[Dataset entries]
*** Block opens ***

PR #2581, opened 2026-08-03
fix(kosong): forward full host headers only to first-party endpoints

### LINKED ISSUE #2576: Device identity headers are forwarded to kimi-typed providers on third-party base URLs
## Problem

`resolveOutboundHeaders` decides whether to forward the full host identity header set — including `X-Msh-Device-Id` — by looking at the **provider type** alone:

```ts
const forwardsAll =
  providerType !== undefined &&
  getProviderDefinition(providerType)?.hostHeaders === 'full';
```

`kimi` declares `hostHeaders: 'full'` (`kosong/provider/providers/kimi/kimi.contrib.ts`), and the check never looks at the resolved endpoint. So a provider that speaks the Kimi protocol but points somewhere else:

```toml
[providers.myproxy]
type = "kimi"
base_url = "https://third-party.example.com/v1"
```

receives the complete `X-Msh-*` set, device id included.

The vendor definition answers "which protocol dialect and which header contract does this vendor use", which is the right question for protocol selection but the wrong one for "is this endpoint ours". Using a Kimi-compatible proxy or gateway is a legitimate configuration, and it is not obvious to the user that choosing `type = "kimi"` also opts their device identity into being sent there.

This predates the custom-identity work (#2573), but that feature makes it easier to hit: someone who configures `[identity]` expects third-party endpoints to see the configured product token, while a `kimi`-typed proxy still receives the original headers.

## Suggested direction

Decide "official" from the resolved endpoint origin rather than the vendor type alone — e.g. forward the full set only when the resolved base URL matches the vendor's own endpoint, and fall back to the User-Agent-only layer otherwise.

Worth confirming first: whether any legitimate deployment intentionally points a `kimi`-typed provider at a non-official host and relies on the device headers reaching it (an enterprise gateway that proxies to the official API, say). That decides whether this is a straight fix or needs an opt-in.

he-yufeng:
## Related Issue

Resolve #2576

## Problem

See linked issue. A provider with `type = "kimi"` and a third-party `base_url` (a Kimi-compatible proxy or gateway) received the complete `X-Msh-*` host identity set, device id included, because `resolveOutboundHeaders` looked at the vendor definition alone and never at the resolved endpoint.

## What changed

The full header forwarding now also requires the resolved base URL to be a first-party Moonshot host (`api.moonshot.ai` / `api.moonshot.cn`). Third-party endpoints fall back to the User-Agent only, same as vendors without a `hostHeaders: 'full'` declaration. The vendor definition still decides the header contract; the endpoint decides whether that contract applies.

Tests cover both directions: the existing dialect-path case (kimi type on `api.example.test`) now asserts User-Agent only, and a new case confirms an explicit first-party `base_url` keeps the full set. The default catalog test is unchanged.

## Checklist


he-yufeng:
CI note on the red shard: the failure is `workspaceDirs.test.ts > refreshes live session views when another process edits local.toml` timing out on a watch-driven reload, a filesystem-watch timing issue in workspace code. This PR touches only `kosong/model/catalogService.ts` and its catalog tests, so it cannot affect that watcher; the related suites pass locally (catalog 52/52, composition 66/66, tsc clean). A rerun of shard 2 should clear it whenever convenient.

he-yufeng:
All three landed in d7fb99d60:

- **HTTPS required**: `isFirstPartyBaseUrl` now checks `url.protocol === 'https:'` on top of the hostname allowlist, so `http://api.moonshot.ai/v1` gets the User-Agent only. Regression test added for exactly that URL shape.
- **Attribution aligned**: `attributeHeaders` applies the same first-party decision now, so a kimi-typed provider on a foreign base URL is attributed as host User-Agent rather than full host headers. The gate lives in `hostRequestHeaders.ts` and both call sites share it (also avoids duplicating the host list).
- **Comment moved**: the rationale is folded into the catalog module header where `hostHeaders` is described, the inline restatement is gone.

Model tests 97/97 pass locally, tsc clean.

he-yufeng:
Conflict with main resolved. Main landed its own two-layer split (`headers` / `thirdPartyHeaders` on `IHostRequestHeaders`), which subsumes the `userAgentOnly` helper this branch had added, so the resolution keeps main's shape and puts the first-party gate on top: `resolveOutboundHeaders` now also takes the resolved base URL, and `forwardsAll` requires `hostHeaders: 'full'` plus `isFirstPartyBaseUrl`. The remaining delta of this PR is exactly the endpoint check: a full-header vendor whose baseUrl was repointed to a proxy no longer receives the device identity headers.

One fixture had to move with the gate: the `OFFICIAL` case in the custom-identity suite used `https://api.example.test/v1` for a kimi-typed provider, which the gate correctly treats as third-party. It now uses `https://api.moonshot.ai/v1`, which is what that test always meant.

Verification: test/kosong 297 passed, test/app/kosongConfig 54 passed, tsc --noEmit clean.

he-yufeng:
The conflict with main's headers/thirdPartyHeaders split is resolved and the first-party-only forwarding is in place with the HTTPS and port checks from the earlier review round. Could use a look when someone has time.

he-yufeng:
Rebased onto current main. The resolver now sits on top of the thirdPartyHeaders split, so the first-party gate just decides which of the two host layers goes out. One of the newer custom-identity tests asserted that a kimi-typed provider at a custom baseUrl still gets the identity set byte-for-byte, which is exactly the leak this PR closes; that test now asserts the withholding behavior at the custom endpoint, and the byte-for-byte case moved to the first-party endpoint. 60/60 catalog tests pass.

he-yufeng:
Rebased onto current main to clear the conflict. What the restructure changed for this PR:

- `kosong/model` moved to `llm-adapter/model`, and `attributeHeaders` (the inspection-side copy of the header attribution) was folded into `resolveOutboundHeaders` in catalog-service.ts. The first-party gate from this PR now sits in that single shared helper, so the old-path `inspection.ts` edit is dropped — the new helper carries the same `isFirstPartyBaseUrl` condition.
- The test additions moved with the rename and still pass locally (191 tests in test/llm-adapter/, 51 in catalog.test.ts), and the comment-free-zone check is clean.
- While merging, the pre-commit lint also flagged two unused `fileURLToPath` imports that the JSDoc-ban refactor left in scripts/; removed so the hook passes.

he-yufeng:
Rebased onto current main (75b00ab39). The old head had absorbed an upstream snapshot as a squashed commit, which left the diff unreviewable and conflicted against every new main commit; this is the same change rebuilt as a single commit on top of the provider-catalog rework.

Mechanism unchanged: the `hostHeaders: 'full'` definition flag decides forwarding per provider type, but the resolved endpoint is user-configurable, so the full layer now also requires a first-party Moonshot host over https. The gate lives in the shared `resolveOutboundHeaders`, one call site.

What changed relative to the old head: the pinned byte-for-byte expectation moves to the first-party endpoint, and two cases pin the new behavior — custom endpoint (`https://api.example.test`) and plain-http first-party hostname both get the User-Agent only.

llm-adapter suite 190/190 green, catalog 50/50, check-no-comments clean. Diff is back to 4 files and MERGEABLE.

*** Block closes ***
*** Block opens ***

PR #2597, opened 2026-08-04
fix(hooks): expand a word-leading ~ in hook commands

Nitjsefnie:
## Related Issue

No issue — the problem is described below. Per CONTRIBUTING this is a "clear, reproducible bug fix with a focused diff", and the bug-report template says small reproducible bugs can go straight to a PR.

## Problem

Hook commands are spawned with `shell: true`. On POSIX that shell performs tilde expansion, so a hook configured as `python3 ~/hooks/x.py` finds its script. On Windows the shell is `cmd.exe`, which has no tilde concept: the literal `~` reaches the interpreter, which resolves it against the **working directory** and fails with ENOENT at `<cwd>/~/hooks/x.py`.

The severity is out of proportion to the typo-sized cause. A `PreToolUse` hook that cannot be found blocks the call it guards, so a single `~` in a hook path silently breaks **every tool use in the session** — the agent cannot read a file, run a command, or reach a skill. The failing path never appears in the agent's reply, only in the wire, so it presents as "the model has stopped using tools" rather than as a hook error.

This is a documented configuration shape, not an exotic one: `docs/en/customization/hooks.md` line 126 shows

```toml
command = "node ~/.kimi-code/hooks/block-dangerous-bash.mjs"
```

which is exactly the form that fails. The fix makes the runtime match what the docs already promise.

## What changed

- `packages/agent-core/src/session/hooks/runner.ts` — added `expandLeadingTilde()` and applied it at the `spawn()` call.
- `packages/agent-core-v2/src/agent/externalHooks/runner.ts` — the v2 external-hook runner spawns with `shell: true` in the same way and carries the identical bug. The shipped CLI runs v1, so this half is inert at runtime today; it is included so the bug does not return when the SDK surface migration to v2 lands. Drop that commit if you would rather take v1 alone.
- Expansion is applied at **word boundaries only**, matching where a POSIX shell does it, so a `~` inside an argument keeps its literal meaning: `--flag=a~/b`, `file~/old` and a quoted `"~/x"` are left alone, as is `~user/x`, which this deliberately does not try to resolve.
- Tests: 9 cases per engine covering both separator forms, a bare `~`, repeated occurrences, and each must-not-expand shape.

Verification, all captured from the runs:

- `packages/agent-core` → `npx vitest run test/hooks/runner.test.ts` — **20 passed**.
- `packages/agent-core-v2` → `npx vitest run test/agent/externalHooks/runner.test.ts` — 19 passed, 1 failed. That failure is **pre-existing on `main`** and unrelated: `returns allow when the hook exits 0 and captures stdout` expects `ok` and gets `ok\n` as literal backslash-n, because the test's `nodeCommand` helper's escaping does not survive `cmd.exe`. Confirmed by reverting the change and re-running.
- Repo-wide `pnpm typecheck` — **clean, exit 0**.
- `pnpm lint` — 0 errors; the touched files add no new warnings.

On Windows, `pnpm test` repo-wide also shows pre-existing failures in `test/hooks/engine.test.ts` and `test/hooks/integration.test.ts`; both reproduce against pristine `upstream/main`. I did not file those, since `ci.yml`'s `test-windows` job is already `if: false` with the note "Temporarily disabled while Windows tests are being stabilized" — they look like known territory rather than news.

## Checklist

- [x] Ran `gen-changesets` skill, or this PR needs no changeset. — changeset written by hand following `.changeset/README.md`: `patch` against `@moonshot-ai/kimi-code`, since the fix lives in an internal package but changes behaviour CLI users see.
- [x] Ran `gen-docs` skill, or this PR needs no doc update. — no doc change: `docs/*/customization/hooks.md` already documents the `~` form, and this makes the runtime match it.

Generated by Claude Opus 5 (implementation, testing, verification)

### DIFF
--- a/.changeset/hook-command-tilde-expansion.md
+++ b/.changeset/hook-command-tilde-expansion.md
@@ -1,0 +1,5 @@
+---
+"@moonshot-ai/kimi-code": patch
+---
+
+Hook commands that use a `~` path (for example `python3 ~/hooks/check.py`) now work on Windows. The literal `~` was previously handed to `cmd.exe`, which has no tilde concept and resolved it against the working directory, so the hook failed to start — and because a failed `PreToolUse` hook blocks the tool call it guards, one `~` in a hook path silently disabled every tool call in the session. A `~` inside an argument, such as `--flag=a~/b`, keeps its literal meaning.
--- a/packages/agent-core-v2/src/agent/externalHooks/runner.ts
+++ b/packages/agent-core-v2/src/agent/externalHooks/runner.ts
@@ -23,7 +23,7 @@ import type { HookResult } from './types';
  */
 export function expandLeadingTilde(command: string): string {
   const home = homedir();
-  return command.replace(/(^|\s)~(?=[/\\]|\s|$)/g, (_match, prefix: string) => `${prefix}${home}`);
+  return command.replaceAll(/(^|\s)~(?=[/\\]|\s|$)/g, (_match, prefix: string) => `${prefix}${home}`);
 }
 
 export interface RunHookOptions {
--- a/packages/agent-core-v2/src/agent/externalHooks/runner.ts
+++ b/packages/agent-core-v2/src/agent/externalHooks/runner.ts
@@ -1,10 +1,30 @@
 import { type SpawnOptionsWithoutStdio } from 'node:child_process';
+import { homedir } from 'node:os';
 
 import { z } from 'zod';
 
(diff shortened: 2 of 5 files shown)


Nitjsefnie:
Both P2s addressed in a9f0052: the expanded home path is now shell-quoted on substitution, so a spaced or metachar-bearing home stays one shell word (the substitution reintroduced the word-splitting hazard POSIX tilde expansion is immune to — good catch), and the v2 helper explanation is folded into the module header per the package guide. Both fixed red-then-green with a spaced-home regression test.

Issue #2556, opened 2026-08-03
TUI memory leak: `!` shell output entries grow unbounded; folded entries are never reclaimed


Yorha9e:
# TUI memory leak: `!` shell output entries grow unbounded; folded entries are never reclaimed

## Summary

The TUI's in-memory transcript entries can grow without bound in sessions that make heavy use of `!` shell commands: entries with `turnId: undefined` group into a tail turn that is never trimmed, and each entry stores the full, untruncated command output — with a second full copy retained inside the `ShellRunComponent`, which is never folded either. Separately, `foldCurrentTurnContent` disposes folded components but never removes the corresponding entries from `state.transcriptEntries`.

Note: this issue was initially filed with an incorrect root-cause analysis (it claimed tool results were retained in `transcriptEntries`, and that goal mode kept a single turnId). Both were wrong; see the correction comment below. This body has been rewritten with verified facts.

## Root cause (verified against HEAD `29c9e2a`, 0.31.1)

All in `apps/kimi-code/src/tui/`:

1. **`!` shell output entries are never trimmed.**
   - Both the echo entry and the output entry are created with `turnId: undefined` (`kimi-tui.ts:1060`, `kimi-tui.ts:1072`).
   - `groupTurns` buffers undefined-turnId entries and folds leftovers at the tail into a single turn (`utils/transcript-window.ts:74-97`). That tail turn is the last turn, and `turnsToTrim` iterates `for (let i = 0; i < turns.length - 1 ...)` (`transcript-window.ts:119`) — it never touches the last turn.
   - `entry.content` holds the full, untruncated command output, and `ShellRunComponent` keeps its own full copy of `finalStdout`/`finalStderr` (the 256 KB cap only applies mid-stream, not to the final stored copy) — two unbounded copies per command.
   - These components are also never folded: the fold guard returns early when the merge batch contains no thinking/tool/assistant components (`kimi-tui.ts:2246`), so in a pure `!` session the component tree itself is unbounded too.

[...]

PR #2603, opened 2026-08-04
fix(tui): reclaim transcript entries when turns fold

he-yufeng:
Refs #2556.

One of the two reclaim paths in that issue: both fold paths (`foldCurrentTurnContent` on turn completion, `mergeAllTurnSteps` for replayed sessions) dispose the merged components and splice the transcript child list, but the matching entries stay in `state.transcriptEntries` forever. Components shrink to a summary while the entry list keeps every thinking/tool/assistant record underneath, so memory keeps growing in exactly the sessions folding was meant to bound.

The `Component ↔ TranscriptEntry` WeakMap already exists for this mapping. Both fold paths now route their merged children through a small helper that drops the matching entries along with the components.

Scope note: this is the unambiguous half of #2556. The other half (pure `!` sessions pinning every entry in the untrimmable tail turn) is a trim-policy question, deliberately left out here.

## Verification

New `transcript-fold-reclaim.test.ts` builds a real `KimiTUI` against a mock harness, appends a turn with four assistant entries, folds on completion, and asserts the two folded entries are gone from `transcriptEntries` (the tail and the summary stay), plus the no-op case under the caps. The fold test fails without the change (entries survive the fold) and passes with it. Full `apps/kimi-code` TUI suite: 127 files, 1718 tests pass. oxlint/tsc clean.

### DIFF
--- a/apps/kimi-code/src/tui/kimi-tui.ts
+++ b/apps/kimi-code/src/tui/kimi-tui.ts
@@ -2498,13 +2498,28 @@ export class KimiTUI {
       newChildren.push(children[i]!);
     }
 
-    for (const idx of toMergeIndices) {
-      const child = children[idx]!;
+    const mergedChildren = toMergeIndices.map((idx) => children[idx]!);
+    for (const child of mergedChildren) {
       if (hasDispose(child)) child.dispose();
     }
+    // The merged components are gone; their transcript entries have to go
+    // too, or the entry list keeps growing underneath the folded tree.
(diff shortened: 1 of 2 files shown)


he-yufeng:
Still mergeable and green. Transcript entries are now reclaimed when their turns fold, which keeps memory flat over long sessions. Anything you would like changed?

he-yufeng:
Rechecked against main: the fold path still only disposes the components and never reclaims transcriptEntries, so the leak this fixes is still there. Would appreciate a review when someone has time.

*** Block closes ***

TASK
Could you restate word for word the lines above from the one containing "fix(kosong): forward full" through the one containing "receives the complete", both included, and nothing else?

RESULT OF THE EXERCISE
fix(kosong): forward full host headers only to first-party endpoints

### LINKED ISSUE #2576: Device identity headers are forwarded to kimi-typed providers on third-party base URLs
## Problem

`resolveOutboundHeaders` decides whether to forward the full host identity header set — including `X-Msh-Device-Id` — by looking at the **provider type** alone:

```ts
const forwardsAll =
  providerType !== undefined &&
  getProviderDefinition(providerType)?.hostHeaders === 'full';
```

`kimi` declares `hostHeaders: 'full'` (`kosong/provider/providers/kimi/kimi.contrib.ts`), and the check never looks at the resolved endpoint. So a provider that speaks the Kimi protocol but points somewhere else:

```toml
[providers.myproxy]
type = "kimi"
base_url = "https://third-party.example.com/v1"
```

receives the complete `X-Msh-*` set, device id included.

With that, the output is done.